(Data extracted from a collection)
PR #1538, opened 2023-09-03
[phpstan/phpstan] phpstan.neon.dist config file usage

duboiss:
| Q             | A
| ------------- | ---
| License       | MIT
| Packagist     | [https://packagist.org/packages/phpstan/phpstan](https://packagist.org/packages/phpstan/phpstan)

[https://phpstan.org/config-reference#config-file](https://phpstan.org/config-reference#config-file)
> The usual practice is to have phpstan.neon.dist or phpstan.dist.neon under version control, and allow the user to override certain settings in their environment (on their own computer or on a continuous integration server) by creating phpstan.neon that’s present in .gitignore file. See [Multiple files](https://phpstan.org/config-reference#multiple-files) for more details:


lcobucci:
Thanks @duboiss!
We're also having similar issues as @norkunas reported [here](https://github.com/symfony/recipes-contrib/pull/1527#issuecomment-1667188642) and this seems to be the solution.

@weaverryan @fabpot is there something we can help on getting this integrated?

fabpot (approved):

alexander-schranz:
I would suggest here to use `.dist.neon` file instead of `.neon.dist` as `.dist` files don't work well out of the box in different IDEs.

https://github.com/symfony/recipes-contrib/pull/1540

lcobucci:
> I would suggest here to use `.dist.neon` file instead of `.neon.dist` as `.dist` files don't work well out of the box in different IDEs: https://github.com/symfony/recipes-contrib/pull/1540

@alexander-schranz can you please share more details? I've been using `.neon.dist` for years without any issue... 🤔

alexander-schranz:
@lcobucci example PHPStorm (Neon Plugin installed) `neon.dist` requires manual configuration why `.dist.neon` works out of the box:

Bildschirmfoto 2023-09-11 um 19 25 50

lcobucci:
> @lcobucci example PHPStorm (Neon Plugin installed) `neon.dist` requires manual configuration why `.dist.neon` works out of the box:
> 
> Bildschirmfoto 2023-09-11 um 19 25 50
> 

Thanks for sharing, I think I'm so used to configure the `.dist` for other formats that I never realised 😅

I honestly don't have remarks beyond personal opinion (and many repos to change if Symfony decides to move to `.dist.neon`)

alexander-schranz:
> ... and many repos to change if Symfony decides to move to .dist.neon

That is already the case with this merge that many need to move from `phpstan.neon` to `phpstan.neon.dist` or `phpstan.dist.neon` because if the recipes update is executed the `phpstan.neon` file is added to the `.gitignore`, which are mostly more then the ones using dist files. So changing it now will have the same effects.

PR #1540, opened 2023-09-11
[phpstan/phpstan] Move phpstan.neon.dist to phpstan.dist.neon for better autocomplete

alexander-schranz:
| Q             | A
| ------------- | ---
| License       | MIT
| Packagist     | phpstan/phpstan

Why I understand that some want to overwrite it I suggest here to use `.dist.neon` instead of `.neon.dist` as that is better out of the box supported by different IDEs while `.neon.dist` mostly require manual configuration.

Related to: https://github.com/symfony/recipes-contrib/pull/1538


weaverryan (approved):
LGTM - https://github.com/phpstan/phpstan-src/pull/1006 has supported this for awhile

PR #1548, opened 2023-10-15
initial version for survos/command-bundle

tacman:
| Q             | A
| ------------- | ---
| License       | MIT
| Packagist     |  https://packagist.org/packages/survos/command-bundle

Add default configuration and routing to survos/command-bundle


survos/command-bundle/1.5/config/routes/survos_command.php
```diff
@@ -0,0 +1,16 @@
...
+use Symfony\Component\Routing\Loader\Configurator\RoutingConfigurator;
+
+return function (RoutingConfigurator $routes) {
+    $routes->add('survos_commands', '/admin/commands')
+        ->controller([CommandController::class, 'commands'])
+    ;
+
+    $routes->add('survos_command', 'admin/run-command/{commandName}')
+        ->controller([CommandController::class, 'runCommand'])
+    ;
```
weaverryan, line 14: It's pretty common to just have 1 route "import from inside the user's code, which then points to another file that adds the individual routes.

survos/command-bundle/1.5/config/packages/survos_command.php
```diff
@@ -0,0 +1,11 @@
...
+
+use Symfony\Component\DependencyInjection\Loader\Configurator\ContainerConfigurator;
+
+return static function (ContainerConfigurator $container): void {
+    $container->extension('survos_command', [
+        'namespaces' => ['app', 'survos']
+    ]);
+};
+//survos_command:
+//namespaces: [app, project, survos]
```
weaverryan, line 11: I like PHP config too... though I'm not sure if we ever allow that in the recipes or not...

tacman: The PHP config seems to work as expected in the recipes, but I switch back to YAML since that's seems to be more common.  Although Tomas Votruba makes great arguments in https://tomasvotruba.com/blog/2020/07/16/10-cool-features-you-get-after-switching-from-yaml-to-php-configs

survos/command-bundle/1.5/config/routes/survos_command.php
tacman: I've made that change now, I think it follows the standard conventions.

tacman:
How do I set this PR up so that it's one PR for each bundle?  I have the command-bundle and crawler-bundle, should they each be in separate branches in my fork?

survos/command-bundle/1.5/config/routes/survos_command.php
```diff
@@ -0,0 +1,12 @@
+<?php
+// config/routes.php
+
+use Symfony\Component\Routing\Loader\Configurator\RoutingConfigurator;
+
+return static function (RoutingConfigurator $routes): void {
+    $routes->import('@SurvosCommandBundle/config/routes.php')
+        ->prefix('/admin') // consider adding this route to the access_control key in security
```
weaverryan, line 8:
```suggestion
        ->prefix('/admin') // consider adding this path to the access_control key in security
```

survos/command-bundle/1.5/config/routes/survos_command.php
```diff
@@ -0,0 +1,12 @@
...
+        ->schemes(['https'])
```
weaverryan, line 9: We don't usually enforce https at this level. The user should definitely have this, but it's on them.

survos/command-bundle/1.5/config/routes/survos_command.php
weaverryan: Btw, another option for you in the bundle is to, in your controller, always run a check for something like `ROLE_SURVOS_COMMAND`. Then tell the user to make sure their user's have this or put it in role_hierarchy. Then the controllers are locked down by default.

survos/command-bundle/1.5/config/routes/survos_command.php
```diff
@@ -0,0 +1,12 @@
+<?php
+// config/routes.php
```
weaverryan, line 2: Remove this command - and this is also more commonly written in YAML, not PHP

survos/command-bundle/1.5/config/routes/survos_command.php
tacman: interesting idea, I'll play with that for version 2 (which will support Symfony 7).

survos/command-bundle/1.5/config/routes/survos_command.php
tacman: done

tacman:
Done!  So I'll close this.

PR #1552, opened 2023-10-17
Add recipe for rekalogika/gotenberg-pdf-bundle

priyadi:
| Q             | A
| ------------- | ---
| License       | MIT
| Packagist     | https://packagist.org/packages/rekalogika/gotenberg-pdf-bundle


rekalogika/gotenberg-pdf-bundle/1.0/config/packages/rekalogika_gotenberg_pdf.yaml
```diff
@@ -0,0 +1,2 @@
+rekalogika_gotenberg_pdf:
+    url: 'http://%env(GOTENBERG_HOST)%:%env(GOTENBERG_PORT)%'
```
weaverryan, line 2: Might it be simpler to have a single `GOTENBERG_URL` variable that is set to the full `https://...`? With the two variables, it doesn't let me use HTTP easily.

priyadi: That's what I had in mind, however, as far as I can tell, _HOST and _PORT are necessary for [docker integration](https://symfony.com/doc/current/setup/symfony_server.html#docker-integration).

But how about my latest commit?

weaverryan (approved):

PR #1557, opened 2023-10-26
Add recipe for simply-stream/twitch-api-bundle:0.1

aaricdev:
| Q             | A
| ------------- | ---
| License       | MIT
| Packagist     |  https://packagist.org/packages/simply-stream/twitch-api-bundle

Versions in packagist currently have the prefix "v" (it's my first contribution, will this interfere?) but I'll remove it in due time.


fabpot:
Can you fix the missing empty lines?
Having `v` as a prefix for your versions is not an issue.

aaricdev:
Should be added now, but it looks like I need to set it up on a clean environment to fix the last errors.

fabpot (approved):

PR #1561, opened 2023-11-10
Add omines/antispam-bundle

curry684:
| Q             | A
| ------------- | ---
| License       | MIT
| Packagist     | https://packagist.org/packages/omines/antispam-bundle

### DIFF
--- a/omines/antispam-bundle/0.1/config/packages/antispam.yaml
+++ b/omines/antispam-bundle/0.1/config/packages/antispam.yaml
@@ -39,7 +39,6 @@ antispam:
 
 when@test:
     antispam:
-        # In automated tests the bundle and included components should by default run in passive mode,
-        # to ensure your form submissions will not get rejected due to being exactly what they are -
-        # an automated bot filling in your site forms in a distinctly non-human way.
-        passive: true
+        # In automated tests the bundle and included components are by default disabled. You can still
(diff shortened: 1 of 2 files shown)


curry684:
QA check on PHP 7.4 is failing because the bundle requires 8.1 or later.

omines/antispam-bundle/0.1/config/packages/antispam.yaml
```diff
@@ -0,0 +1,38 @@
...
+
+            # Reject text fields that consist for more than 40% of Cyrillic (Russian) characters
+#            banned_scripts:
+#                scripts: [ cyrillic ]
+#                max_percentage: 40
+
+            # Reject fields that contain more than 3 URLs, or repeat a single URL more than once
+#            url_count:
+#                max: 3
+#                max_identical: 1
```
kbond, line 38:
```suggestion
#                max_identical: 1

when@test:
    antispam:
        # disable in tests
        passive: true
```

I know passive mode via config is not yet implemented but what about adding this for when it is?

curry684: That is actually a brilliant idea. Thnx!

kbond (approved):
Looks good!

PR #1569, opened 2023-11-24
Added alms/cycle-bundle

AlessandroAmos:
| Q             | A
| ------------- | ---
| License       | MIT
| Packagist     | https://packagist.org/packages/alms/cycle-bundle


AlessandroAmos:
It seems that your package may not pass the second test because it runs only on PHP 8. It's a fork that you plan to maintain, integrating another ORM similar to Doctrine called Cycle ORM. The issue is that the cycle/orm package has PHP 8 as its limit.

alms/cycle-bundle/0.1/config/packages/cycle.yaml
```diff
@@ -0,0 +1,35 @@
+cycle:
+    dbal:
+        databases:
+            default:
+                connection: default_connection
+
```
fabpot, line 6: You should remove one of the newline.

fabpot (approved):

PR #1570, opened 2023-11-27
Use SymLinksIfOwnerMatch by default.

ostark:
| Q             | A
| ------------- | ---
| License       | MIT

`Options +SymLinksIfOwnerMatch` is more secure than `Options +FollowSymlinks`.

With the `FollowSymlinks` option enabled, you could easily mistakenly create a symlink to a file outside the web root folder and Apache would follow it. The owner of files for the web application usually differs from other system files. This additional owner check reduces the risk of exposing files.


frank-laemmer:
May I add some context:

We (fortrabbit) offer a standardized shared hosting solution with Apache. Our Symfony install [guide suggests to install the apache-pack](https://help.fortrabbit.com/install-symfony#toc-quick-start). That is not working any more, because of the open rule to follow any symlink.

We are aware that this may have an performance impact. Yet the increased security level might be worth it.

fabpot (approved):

* * *

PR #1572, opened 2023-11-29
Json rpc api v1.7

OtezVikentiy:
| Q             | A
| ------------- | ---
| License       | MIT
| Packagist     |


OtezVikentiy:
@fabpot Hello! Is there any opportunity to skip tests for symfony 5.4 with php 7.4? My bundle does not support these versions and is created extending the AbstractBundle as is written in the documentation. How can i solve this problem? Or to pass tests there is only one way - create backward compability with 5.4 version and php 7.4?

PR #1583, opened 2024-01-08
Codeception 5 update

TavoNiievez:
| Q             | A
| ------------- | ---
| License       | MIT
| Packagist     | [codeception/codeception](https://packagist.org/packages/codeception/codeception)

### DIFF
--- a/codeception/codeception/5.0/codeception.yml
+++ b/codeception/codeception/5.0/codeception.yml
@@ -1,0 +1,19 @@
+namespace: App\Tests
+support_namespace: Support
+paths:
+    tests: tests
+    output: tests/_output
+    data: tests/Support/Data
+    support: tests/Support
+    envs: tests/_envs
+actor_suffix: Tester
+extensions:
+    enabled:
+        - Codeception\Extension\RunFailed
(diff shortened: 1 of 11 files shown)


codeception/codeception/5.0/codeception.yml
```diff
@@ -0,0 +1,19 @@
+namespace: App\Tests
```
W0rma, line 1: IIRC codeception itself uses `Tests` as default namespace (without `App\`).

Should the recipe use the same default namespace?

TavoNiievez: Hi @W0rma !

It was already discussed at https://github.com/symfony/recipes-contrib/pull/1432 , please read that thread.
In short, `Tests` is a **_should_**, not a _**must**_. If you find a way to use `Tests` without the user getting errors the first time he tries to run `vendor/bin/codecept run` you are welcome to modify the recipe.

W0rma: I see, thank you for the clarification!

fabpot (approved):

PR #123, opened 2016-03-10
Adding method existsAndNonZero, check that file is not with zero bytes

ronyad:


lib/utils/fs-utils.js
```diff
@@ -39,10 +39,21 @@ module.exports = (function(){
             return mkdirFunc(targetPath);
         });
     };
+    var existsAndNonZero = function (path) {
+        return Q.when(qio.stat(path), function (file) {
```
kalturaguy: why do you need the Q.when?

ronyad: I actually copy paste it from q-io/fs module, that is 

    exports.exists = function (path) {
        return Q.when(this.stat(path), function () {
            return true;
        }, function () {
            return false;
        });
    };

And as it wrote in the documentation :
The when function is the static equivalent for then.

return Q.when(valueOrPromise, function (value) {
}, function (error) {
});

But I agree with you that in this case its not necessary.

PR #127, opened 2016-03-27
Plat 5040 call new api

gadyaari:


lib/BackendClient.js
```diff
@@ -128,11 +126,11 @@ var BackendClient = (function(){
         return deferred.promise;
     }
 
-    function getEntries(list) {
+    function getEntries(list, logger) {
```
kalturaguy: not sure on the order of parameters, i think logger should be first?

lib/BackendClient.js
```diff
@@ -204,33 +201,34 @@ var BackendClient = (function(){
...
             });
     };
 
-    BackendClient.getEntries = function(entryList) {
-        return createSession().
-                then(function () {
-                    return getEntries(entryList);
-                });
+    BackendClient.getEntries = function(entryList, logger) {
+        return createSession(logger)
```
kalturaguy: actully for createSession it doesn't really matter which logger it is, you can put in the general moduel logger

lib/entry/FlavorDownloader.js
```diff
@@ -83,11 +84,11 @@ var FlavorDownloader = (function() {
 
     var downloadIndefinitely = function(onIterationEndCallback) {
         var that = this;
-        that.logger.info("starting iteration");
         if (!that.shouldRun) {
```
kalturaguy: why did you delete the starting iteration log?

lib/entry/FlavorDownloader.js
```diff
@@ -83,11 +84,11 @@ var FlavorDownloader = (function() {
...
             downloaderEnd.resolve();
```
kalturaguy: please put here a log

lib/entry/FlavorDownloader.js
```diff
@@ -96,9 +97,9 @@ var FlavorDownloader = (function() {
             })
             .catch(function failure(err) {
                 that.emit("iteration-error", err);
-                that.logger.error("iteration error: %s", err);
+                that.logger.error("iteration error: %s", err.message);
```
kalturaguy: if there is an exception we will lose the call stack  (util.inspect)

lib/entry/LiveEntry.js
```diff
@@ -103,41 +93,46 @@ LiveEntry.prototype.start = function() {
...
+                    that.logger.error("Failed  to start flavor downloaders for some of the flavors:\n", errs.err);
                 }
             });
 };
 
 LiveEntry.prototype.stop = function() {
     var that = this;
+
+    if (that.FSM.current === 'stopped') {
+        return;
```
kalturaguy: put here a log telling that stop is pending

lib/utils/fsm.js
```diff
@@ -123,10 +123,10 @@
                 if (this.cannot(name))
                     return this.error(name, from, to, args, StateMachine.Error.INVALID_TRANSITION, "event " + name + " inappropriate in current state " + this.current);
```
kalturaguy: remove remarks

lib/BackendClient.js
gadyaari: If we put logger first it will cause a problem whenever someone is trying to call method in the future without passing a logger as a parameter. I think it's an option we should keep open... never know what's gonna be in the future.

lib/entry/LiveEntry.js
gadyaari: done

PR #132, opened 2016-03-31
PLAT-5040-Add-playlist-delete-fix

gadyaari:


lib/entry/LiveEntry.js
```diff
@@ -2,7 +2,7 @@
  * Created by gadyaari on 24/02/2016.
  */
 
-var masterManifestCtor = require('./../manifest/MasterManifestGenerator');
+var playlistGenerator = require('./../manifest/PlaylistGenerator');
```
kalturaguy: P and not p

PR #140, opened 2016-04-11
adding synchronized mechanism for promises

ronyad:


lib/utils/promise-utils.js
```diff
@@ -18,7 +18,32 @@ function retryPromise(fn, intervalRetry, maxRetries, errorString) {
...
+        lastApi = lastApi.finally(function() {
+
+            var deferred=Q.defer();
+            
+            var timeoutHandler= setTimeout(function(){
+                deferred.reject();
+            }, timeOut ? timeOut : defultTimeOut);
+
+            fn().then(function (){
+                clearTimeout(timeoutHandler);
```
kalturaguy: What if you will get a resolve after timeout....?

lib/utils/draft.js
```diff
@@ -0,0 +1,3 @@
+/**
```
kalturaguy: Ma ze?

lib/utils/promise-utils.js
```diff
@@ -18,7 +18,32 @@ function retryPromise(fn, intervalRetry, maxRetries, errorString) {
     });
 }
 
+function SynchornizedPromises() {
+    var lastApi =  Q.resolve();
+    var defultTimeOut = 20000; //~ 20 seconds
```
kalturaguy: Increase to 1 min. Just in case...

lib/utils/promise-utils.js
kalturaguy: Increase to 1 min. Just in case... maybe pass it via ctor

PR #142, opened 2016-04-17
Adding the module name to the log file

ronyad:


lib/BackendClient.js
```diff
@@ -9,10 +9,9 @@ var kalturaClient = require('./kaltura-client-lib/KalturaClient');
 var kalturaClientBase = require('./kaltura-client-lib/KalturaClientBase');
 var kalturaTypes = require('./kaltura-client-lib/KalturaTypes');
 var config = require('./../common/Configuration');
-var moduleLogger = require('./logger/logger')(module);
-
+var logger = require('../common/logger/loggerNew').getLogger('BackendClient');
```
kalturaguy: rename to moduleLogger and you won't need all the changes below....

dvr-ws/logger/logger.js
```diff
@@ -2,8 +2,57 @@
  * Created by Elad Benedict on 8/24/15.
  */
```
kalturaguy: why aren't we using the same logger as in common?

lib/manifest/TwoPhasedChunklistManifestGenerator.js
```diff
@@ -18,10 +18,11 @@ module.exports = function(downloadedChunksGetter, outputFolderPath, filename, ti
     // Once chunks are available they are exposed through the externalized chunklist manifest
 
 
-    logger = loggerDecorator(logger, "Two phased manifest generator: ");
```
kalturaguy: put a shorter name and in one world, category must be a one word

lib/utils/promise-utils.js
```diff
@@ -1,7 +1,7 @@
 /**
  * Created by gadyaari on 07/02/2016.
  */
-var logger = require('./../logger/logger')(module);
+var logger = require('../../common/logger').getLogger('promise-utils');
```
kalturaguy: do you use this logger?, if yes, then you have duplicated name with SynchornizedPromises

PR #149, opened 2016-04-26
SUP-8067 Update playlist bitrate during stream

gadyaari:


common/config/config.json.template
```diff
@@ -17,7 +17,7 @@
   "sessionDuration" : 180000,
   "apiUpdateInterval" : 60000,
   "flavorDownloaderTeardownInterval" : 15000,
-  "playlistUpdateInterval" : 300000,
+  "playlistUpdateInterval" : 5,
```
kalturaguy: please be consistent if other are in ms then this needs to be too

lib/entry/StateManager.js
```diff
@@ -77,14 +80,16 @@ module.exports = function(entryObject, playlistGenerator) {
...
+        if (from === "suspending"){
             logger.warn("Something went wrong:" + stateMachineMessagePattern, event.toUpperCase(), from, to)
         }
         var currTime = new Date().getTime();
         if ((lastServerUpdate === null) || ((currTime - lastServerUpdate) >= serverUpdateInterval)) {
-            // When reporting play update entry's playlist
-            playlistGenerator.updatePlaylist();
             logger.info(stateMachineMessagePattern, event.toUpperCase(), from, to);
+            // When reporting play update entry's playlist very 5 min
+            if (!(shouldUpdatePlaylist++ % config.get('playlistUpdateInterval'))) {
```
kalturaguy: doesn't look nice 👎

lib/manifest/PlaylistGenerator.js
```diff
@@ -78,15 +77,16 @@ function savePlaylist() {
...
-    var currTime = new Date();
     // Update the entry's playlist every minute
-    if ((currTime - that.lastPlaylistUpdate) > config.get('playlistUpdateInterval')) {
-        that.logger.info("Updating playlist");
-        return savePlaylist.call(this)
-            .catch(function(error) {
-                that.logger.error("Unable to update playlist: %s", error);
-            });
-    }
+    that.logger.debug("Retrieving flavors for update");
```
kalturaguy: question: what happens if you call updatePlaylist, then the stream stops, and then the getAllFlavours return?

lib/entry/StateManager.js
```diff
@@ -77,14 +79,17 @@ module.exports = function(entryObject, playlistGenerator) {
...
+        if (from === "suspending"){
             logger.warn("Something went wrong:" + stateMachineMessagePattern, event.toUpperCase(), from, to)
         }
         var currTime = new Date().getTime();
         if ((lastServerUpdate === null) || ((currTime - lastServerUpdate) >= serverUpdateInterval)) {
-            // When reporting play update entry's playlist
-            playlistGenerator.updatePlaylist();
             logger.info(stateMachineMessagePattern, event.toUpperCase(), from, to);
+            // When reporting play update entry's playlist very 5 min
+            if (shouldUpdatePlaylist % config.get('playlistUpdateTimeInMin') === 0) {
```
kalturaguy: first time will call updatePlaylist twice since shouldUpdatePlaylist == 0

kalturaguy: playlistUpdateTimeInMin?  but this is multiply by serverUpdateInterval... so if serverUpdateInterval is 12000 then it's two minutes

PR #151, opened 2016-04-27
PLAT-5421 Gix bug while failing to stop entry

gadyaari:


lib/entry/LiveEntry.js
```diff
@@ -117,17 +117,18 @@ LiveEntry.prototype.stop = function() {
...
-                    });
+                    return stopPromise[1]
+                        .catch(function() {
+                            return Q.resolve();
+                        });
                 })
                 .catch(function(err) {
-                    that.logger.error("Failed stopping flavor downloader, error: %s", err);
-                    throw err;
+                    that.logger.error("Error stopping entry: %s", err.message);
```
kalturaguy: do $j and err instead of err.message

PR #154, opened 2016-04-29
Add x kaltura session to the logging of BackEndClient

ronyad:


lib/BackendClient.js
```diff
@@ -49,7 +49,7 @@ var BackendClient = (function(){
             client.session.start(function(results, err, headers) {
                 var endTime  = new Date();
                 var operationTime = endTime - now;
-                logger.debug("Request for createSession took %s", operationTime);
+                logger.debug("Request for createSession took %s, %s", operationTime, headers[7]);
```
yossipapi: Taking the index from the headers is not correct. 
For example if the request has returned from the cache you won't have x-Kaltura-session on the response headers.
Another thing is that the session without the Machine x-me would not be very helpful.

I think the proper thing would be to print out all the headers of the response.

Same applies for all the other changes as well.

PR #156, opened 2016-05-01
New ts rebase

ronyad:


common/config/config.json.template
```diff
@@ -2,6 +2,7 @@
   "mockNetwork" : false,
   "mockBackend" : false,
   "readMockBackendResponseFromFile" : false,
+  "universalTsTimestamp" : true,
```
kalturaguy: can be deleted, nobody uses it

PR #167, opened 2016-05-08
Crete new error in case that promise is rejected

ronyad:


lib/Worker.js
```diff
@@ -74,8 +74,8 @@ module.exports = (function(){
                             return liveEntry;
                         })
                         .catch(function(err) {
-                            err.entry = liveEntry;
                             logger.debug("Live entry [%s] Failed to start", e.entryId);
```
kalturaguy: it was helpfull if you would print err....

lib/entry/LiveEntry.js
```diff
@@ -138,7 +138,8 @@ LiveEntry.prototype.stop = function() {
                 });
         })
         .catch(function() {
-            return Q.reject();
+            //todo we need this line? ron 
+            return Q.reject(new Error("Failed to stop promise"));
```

_Task item_. From the records above, return each line that has the string "remarks".

_Result of the exercise_.
I honestly don't have remarks beyond personal opinion (and many repos to change if Symfony decides to move to `.dist.neon`)
kalturaguy: remove remarks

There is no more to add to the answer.